#### [Your objective]
Please copy out every line in the entries that includes the word "calling".
━━━ Material for this exercise
PR #97, opened 2021-05-25
Supercellular sampler

Lioscro:
`SupercellularSampler` implementation, along with several utility functions in `CassiopeiaTree` that are useful in dealing with ambiguous states and branch distances.

Some important changes are the following.
* Ambiguous characters are denoted as a tuple in the character matrix and/or the network. Updates to some functions and addition of new functions in `CassiopeaTree` to support ambiguous characters.
* When computing dissimilarities with `CassiopeiaTree.compute_dissimilarity_map`, a new `cluster_dissimilarity` function should be used when there are ambiguous characters. Here is an example snippet

```python
from functools import partial
dissimilarity_function = partial(cluster_dissimilarity, weighted_hamming_distance)
tree.compute_dissimilarity_map(dissimilarity_function)
```
I had considered whether this should be done automatically in ``compute_dissimilarity_map``, but felt that the arguments should always be explicit for the user.

* Updated `n_cell`, `n_character` and `populate_tree` in `CassiopeiaTree` to use the current character matrix instead of the original one because these properties/function should always return/operate on the current object state, instead of a possibly-outdated state (i.e. the original character matrix). Previously, the original (old) state was being used and this was causing problems for `GreedySolver` when trying to call `collapse_mutationless_edges`.

This PR is big enough for reviews from both @mattjones315 and @richardyz98.


cassiopeia/data/CassiopeiaTree.py
```diff
@@ -1047,6 +1107,61 @@ def relabel_nodes(self, relabel_map: Dict[str, str]) -> None:
...
+        # Update character matrix, cell meta, disimilarity map if they exist.
+        if self.__current_character_matrix is not None:
+            state = [self.missing_state_indicator] * self.n_character
+            self.__set_character_states(node, state)
+            self.__current_character_matrix.loc[node] = state
+        if self.cell_meta is not None:
+            self.cell_meta.loc[node] = None
+        if self.__dissimilarity_map is not None:
+            self.__dissimilarity_map.loc[node] = np.inf
+            self.__dissimilarity_map[node] = np.inf
```
Lioscro, line 1160: Wait until #95 is resolved, which contains similar operations.

cassiopeia/data/CassiopeiaTree.py
```diff
@@ -1081,13 +1196,13 @@ def remove_leaf_and_prune_lineage(self, node: str) -> None:
...
-        if self.__current_character_matrix:
+        if self.__current_character_matrix is not None:
             if node in self.__current_character_matrix.index:
                 self.__current_character_matrix.drop(index = [node], inplace = True)
-        if self.cell_meta:
+        if self.cell_meta is not None:
             if node in self.cell_meta.index:
                 self.cell_meta.drop(index = [node], inplace = True)
-        if self.__dissimilarity_map:
+        if self.__dissimilarity_map is not None:
```
Lioscro, line 1205: same here

cassiopeia/simulator/SupercellularSampler.py
```diff
@@ -0,0 +1,126 @@
...
+                leaves, p=np.array(weights) / np.sum(weights)
+            )
+            leaf2_state = merged_tree.get_character_states(leaf2)
+
+            # Merge these two leaves at the mean time of the two leaves
+            # If the tree is ultrametric, this preserves ultrametricity
+            new_leaf = f"{leaf1}-{leaf2}"
+            new_time = (
+                merged_tree.get_time(leaf1) + merged_tree.get_time(leaf2)
+            ) / 2
```
mattjones315, line 104: If the tree isn't ultrametric, is there a chance that this new time will be _before_ the ancestor of the two nodes? If so, what's your fix?

cassiopeia/solver/dissimilarity_functions.py
```diff
@@ -225,3 +221,95 @@ def weighted_hamming_similarity(
...
+        [List[int], List[int], int, Dict[int, Dict[int, float]]], float
+    ],
+    s1: Union[List[int], List[Tuple[int, ...]]],
+    s2: Union[List[int], List[Tuple[int, ...]]],
+    missing_state_indicator: int,
+    weights: Optional[Dict[int, Dict[int, float]]] = None,
+    linkage_function: Callable[[Union[np.array, List[float]]], float] = np.mean,
+    normalize: bool = True,
+) -> float:
+    """This function computes the dissimilarity between two (possibly) ambiguous
```
mattjones315, line 237: ditto: docstring style

cassiopeia/solver/dissimilarity_functions.py
```diff
@@ -225,3 +221,95 @@ def weighted_hamming_similarity(
...
+        present = []
+        for _c1, _c2 in itertools.product(c1, c2):
+            present.append(
+                _c1 != missing_state_indicator
+                and _c2 != missing_state_indicator
+            )
+            dissim.append(
+                dissimilarity_function(
+                    [_c1],
+                    [_c2],
```
mattjones315, line 307: If you're using one of the numba optimized functions, they might start complaining that these aren't numba lists or numpy arrays -- can you wrap these with np.array? Or am I incorrect?

cassiopeia/data/CassiopeiaTree.py
```diff
@@ -1334,14 +1568,149 @@ def filter_nodes(self, condition: Callable[[str], bool]) -> List[str]:
...
+                    ancestor_distance = node_time - ancestor_time
+                    distances[ancestor] = ancestor_distance
+
+                    for descendant in self.depth_first_traverse_nodes(
+                        ancestor, postorder=False
+                    ):
+                        if descendant not in distances:
+                            distances[descendant] = ancestor_distance + (
+                                self.get_time(descendant) - ancestor_time
+                            )
```
mattjones315, line 1707: Isn't this code block going to reconsider nodes several times? Why not just do a single DFS from the root, ignoring descendants of the query `node` passed into the function?

cassiopeia/simulator/SupercellularSampler.py
```diff
@@ -0,0 +1,126 @@
...
+            merged_tree.set_character_states(new_leaf, new_state)
+            merged_tree.remove_leaf_and_prune_lineage(leaf1)
+            merged_tree.remove_leaf_and_prune_lineage(leaf2)
+
+        if collapse_source is None:
+            collapse_source = merged_tree.root
+        merged_tree.collapse_unifurcations(source=collapse_source)
+
+        if collapse_duplicates:
+            merged_tree.collapse_ambiguous_characters()
```
mattjones315, line 124: Is there a use case where you would not want to collapse ambiguous characters?

mattjones315 (changes requested):
This is a fantastic PR! Really impressive work. Not quite ready to merge in yet though, there are a few aesthetic things that I'd like to clean up to make it more aligned with the rest of the codebase's style (mainly around docstrings) and I have some questions that I'd like to resolve before giving approval. @richardyz98 should also take a pass here to review this, as I'm sure I've missed some things. Of course, happy to take another look when some of these issues are resolved.

cassiopeia/data/CassiopeiaTree.py
```diff
@@ -162,12 +163,12 @@ def populate_tree(self, tree: Union[str, ete3.Tree, nx.DiGraph]) -> None:
...
-                and n in self.__original_character_matrix.index.tolist()
+                self.__current_character_matrix is not None
+                and n in self.__current_character_matrix.index.tolist()
             ):
                 self.__network.nodes[n][
                     "character_states"
-                ] = self.__original_character_matrix.loc[n].to_list()
+                ] = self.__current_character_matrix.loc[n].to_list()
             else:
                 self.__network.nodes[n]["character_states"] = []
```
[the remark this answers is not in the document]
Lioscro: The reason is twofold: 1) exactly what you mentioned about the sampling procedure. One thing that you may be mistaken is that the `SupercellularSampler` retains the original character matrix (with unambiguous cellular leaf names and states) and only modifies the current character matrix to contain merged states. When `populate_tree` is called on this tree, it tries to look up the old, cellular leaf states, which are now outdated.
I guess we could circumvent this by just setting the original & current character matrix to be the merged one, but either way I still think every operation should be done on the *current* object state rather than a (possibly) outdated original character matrix. My understanding of the `__original_character_matrix` is that it is like `adata.raw` where it exists if the user wants to recover the original version, but should not be used when operating on the anndata itself.

cassiopeia/data/CassiopeiaTree.py
```diff
@@ -469,13 +470,101 @@ def is_internal_node(self, node: str) -> bool:
         self.__check_network_initialized()
         return self.__network.out_degree(node) > 0
 
+    def is_ambiguous(self, node: str) -> bool:
+        """Returns whether the node is ambiguous. This is detected by checking if
+        any of the characters are tuples.
+
```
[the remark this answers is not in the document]
Lioscro: Thanks, will update these.

cassiopeia/data/CassiopeiaTree.py
```diff
@@ -469,13 +470,101 @@ def is_internal_node(self, node: str) -> bool:
...
+        Raises:
+            CassiopeiaTreeError if the tree has not been initialized.
+        """
+        self.__check_network_initialized()
+        states = self.get_character_states(node)
+        return any(isinstance(state, tuple) for state in states)
+
+    def collapse_ambiguous_characters(self) -> None:
+        """Only retain unique characters for ambiguous nodes. Usually, ambiguous
+        nodes have character strings represented as a list of tuples of integers.
```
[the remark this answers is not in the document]
Lioscro: This is a typo. Ambiguous nodes should always have list of tuples as their character string.

The rationale is that we can work with the relative abundances (think number of UMIs), and it is possible to recover the original distribution of the indel states. This is actually what I'm testing in my simulations to see if it actually makes a difference.

I guess the short version is that we can go from UMI table -> character matrix in a non-destructive way, while also allowing it to be collapsed if wanted.

cassiopeia/data/CassiopeiaTree.py
```diff
@@ -848,11 +946,15 @@ def get_all_ancestors(self, node: str) -> List[str]:
...
-            self.__cache["ancestors"][node] = [n
-                for n in nx.ancestors(self.__network, node)
-            ]
+            self.__cache["ancestors"][node] = []
+
+            current_node = node
+            while not self.is_root(current_node):
+                ancestor = self.parent(current_node)
+                self.__cache["ancestors"][node].append(ancestor)
+                current_node = ancestor
```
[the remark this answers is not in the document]
Lioscro: Don't know about speed, but it guarantees the node ordering. The previous implementation returned a random order.

cassiopeia/data/CassiopeiaTree.py
```diff
@@ -1053,28 +1163,99 @@ def relabel_nodes(self, relabel_map: Dict[str, str]) -> None:
...
+        (if there is a character matrix), an empty cell meta (if it exists), and
+        infinite dissimlarity with all other leaves. The current tree is modified
+        in-place.
+
+        The *caller* is expected to maintain any desired constraints (such as ultrametricity)
+        by calling :func:`set_time` and/or :func:`set_branch_length`, as well as
+        character states by calling :func:`set_character_states`. If this function
+        is called on a tree with an existing dissimilarity map, it is expected the
+        caller will re-run dissimilarity calculation, because the new leaf is
+        initialized to have infinite dissimilarity with all other leaves.
```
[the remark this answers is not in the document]
Lioscro: Sure

cassiopeia/data/CassiopeiaTree.py
```diff
@@ -1127,7 +1308,7 @@ def collapse_unifurcations(self, source: Optional[int] = None) -> None:
         if source is None:
             source = self.root
 
-        for node in self.depth_first_traverse_nodes(postorder = True, source = source):
+        for node in list(self.depth_first_traverse_nodes(postorder = True, source = source)):
```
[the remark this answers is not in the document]
Lioscro: Was getting `RuntimeError: dictionary keys changed during iteration`

cassiopeia/data/CassiopeiaTree.py
```diff
@@ -1179,7 +1360,7 @@ def collapse_mutationless_edges(
         if infer_ancestral_characters:
             self.reconstruct_ancestral_characters()
 
-        for n in self.depth_first_traverse_nodes(postorder = True):
+        for n in list(self.depth_first_traverse_nodes(postorder = True)):
```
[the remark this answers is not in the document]
Lioscro: same as above

cassiopeia/data/CassiopeiaTree.py
```diff
@@ -1276,6 +1475,7 @@ def compute_dissimilarity_map(
             dissimilarity_function,
             weights,
             self.missing_state_indicator,
+            numbaize=numbaize
```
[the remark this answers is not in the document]
Lioscro: Unfortunately, I've spent way too much time trying to get it to numbaize with no progress. Numba doesn't play well with variable length anything, and since each tuple may have variable number of states this isn't easily numbaizable :(

cassiopeia/data/CassiopeiaTree.py
```diff
@@ -1334,14 +1534,119 @@ def filter_nodes(self, condition: Callable[[str], bool]) -> List[str]:
...
+
+        Raises:
+            CassiopeiaTreeError if the tree has not been initialized.
         """
         self.__check_network_initialized()
         return nx.tree_all_pairs_lowest_common_ancestor(self.__network, root=self.root, pairs=pairs)
+
+    def find_lca(self, *nodes: str) -> str:
+        """Finds the LCA of all provided nodes. Internally, this function iteratively
+        calls :func:`find_lcas_of_pairs`.
```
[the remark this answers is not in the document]
Lioscro: Good idea.

cassiopeia/data/CassiopeiaTree.py
```diff
@@ -1334,14 +1534,119 @@ def filter_nodes(self, condition: Callable[[str], bool]) -> List[str]:
...
+        if "distances" not in self.__cache \
+            or node1 not in self.__cache["distances"] \
+            or node2 not in self.__cache["distances"][node1]:
+            distances = self.__cache.setdefault("distances", {}).setdefault(node1, {})
+            if node1 == node2:
+                distances[node2] = 0
+            else:
+                lca = self.find_lca(node1, node2)
+                lca_time = self.get_time(lca)
+                distances[node2] = (self.get_time(node1) - lca_time) + (self.get_time(node2) - lca_time)
```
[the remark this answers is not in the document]
Lioscro: Don't think its worth caching this as long as we cache all ancestors for each node.

cassiopeia/data/CassiopeiaTree.py
```diff
@@ -1334,14 +1534,119 @@ def filter_nodes(self, condition: Callable[[str], bool]) -> List[str]:
...
+        it uses properties of trees to compute these much quicker, and the results
+        are cached.
+
+        Args:
+            node: Node from which to compute distance to all other nodes
+            leaves_only: Calculate distances to leaves only and not internal nodes.
+                Defaults to False.
+
+        Returns:
+            Dictionary of distances
```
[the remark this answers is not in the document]
Lioscro: I think dictionary of distances work fine here. A dataframe might be suitable when we want all pairwise distances (but this function only returns distances from a single node to all other nodes).

cassiopeia/data/CassiopeiaTree.py
```diff
@@ -1334,14 +1534,119 @@ def filter_nodes(self, condition: Callable[[str], bool]) -> List[str]:
...
+
+        Raises:
+            CassiopeiaTreeError if the tree has not been initialized.
+        """
+        self.__check_network_initialized()
+
+        if "distances" not in self.__cache or node not in self.__cache["distances"] or any(
+            _node not in self.__cache["distances"][node] for _node in self.nodes
+        ):
+            distances = self.__cache.setdefault("distances", {}).setdefault(node, {})
```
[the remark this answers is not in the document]
Lioscro: I updated this function to use `nx.shortest_path_length` instead, which can be configured (depending on what optional parameters are provided) to compute all distances from a single node to all other nodes.

I think in this case computing only the distances we want separately may give us worse performance due to the many `nx.shortest_path_length` that would be required.

cassiopeia/simulator/SupercellularSampler.py
Lioscro: Yes, if you want to weigh each state by relative abundance.

cassiopeia/data/CassiopeiaTree.py
Lioscro: Changed this to use `nx. shortest_path_length` instead.

cassiopeia/solver/dissimilarity_functions.py
Lioscro: The `dissimilarity_function` is not numbaized because the overhead due to calling the numbaized function multiple times (with very small arguments) overweighs any speedup (around 100x slower).

cassiopeia/simulator/SupercellularSampler.py
Lioscro: Good point. I'll choose the average time or the time of the LCA, whichever is greater.

Lioscro: Hold up, since we are adding the leaf to the LCA, which MUST have time less than or equal to the two chosen leaves. Therefore, this can never happen.

cassiopeia/data/CassiopeiaTree.py
```diff
@@ -469,13 +470,101 @@ def is_internal_node(self, node: str) -> bool:
...
+                if isinstance(states[i], tuple):
+                    new_states = tuple(set(states[i]))
+                    if states != new_states:
+                        states[i] = new_states
+                        modified = True
+            if modified:
+                self.set_character_states(node, states)
+
+    def resolve_ambiguous_characters(
+        self, resolve_function: Optional[Callable[[List[int]], int]] = None
```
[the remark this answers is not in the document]
Lioscro: Done!

cassiopeia/data/utilities.py
```diff
@@ -144,12 +145,24 @@ def compute_dissimilarity_map(
...
     Returns:
         A dissimilarity mapping as a flattened array.
     """
 
-    nb_dissimilarity = numba.jit(dissimilarity_function, nopython=True)
+    # Try to numbaize the dissimilarity function, but fallback to python
+    try:
+        nopython = True
+        dissimilarity_func = numba.jit(dissimilarity_function, nopython=True)
+    except Exception:
```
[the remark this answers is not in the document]
Lioscro: Done.

cassiopeia/data/CassiopeiaTree.py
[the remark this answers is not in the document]
mattjones315: I see - this makes sense!

I think that this is potentially another reason to create several "layers" for character matrices like in Scanpy. That way you can keep around this full character matrix should you wish to.

cassiopeia/solver/dissimilarity_functions.py
mattjones315: Perhaps I'm misunderstanding something, but isn't that precisely when Numba should be given us a speedup? I understand that if you need to recompile a Numba function several times it might slow us down, but if you only compile once then the function should speed things up if you call it several times, right?

mattjones315 (changes requested):
Still looking great! I left a few comments I'd like to get ironed out before merging this in. Thanks!

cassiopeia/data/CassiopeiaTree.py
```diff
@@ -803,9 +900,21 @@ def set_character_states(self, node: str, states: List[int]) -> None:
         self.__set_character_states(node, states)
 
         if self.is_leaf(node):
-            self.__current_character_matrix.loc[node] = states
-
-    def __set_character_states(self, node: str, states: List[int]) -> None:
+            # Cast entire character matrix to object dtype if we get an ambiguous
+            # character string.
+            if any(isinstance(state, tuple) for state in states):
```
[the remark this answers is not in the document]
Lioscro: Good point. For some reason I thought the character states haven't been updated in the network yet (but it actually was with the previous `__set_character_states` call.

cassiopeia/data/CassiopeiaTree.py
```diff
@@ -1179,13 +1429,15 @@ def collapse_mutationless_edges(
         if infer_ancestral_characters:
             self.reconstruct_ancestral_characters()
 
-        for n in self.depth_first_traverse_nodes(postorder = True):
+        for n in list(self.depth_first_traverse_nodes(postorder=True)):
```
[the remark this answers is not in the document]
Lioscro: This is similar to your previous comment. I kept getting `RuntimeError: dictionary key changed during iteration`.

cassiopeia/data/CassiopeiaTree.py
```diff
@@ -1228,6 +1480,60 @@ def set_dissimilarity_map(self, dissimilarity_map: pd.DataFrame) -> None:
...
+        """
+        if self.__dissimilarity_map is None:
+            raise CassiopeiaTreeError("No dissimilarity map is defined.")
+        if node not in self.__dissimilarity_map.index:
+            raise CassiopeiaTreeError(
+                f"`{node}` is not in the dissimilarity map."
+            )
+        return self.__dissimilarity_map.loc[node].to_dict()
+
+    def set_dissimilarity(
```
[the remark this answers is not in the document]
Lioscro: For example, when a new leaf is added and we want to (partially) update the dissimilarity map, instead of re-computing the entire thing. In this case, because `add_leaf` calls `__register_data_with_tree`, which also adds the leaf (with infinite dissimilarity to all other nodes), we need to be able to overwrite existing dissimilarities to be able to set the correct values for this leaf after calling `add_leaf`.

cassiopeia/data/utilities.py
```diff
@@ -1,7 +1,9 @@
 """
 General utilities for the datasets encountered in Cassiopeia.
 """
-from typing import Callable, Dict, List, Optional, Tuple
+import collections
+import warnings
+from typing import Callable, Dict, List, Optional, Tuple, Union
```
mattjones315, line 6: We introduce imports alphabetically - can you move `typing` above `warnings`?

cassiopeia/data/utilities.py
```diff
@@ -36,7 +45,12 @@ def get_lca_characters(
         assert len(i) == k
     lca_vec = [0] * len(vecs[0])
     for i in range(k):
-        chars = set([vec[i] for vec in vecs])
+        chars = set()
+        for vec in vecs:
+            if isinstance(vec[i], tuple):
```
mattjones315, line 50: why not use `is_ambiguous_state`, since you defined it at the bottom?

mattjones315 (changes requested):
Just one or two more comments to address, else I think we're ready to merge in!

cassiopeia/data/CassiopeiaTree.py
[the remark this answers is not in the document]
Lioscro: Agreed

cassiopeia/data/utilities.py
Lioscro: Ha. Seems like I forgot my abc's :sweat_smile:

cassiopeia/data/utilities.py
Lioscro: Yep, good catch

Lioscro:
Thanks for the helpful reviews @mattjones315! Almost ready for merge. :)

mattjones315 (approved):
This looks great to me! Thanks for the hard work here, I think we're ready to merge it in.

Lioscro:
@mattjones315 and I went through some extensive reviews, but could you also take a look @richardyz98? Would appreciate any feedback!

cassiopeia/data/CassiopeiaTree.py
```diff
@@ -1334,14 +1651,130 @@ def filter_nodes(self, condition: Callable[[str], bool]) -> List[str]:
...
+            frozenset({node, _node}) not in self.__cache["distances"]
+            for _node in self.nodes
+        ):
+            distances = self.__cache.setdefault("distances", {})
+            undirected_network = self.__network.to_undirected()
+            for other_node, distance in nx.shortest_path_length(
+                undirected_network, source=node, weight="time"
+            ).items():
+                distances[frozenset({node, other_node})] = distance
+
```
richardyz98, line 1776: Should the weight not be "length" if we are to be weighting over branch lengths? "time" refers to the node time.

cassiopeia/data/CassiopeiaTree.py
```diff
@@ -1053,28 +1193,141 @@ def relabel_nodes(self, relabel_map: Dict[str, str]) -> None:
...
+            add_to_character_matrix = leaves_set - set(
+                self.__current_character_matrix.index
+            )
+            for to_add in add_to_character_matrix:
+                # Note that we initialize state each iteration so that each state
+                # is a new object.
+                state = [self.missing_state_indicator] * self.n_character
+                self.__set_character_states(to_add, state)
+                self.__current_character_matrix.loc[to_add] = state
```
richardyz98, line 1224: I think perhaps it'd be more clear to refer to it as a "character vector" rather than "state", as "state" already carries the meaning of an indel

cassiopeia/data/CassiopeiaTree.py
```diff
@@ -1334,14 +1651,130 @@ def filter_nodes(self, condition: Callable[[str], bool]) -> List[str]:
...
+        key = frozenset({node1, node2})
+        if (
+            "distances" not in self.__cache
+            or key not in self.__cache["distances"]
+        ):
+            distances = self.__cache.setdefault("distances", {})
+            undirected_network = self.__network.to_undirected()
+            distances[key] = nx.shortest_path_length(
+                undirected_network, source=node1, target=node2, weight="time"
+            )
```
richardyz98, line 1741: "time" is used for nodes, the attribute for branch length is "length". I tested it really quickly and this just returns the unweighted path length (i.e. number of seperating) for nodes. Key to fix this or else the sampling in the merging step will not be correct!

richardyz98 (changes requested):
Hey Joseph,
Honestly amazing PR. I'm impressed by how quickly you found your way around the codebase! 

I had some minor requests regarding the naming conventions around "states". Also there is one major issue with `get_distance`, please check that.

Thanks for the amazing work!

cassiopeia/data/CassiopeiaTree.py
Lioscro: Oof. Thanks for catching this!
Thankfully for my simulations I used an older implementation of this where I manually calculate the branch distance (instead of using networkx), so they should be fine.

cassiopeia/solver/NeighborJoiningSolver.py
```diff
@@ -255,8 +256,25 @@ def setup_root_finder(self, cassiopeia_tree: CassiopeiaTree) -> None:
...
+                    weights = solver_utilities.transform_priors(
+                        cassiopeia_tree.priors, self.prior_transformation
+                    )
+                dissimilarity[leaf] = self.dissimilarity_function(
+                    rooted_character_matrix.loc["root"].values,
+                    rooted_character_matrix.loc[leaf].values,
+                    cassiopeia_tree.missing_state_indicator,
+                    weights,
+                )
+            cassiopeia_tree.set_dissimilarity("root", dissimilarity)
```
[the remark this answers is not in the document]
Lioscro: I think you're missing the if statement. Previously, we would always re-calculate the entire dissimilarity map, regardless of whether or not the tree already had one calculated. So what I'm doing here is, if the dissimilarity map is already defined (i.e. calculated) for the tree, only computing & adding the dissimilarities from the `"root"` to all other leaves. If the dissimilarity map is not defined, the entire map is computed (same behavior as before). Does that make sense?

richardyz98 (approved):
━━━━━━
#### [Finished task]
+        by calling :func:`set_time` and/or :func:`set_branch_length`, as well as
+        character states by calling :func:`set_character_states`. If this function
Lioscro: The `dissimilarity_function` is not numbaized because the overhead due to calling the numbaized function multiple times (with very small arguments) overweighs any speedup (around 100x slower).
Lioscro: For example, when a new leaf is added and we want to (partially) update the dissimilarity map, instead of re-computing the entire thing. In this case, because `add_leaf` calls `__register_data_with_tree`, which also adds the leaf (with infinite dissimilarity to all other nodes), we need to be able to overwrite existing dissimilarities to be able to set the correct values for this leaf after calling `add_leaf`.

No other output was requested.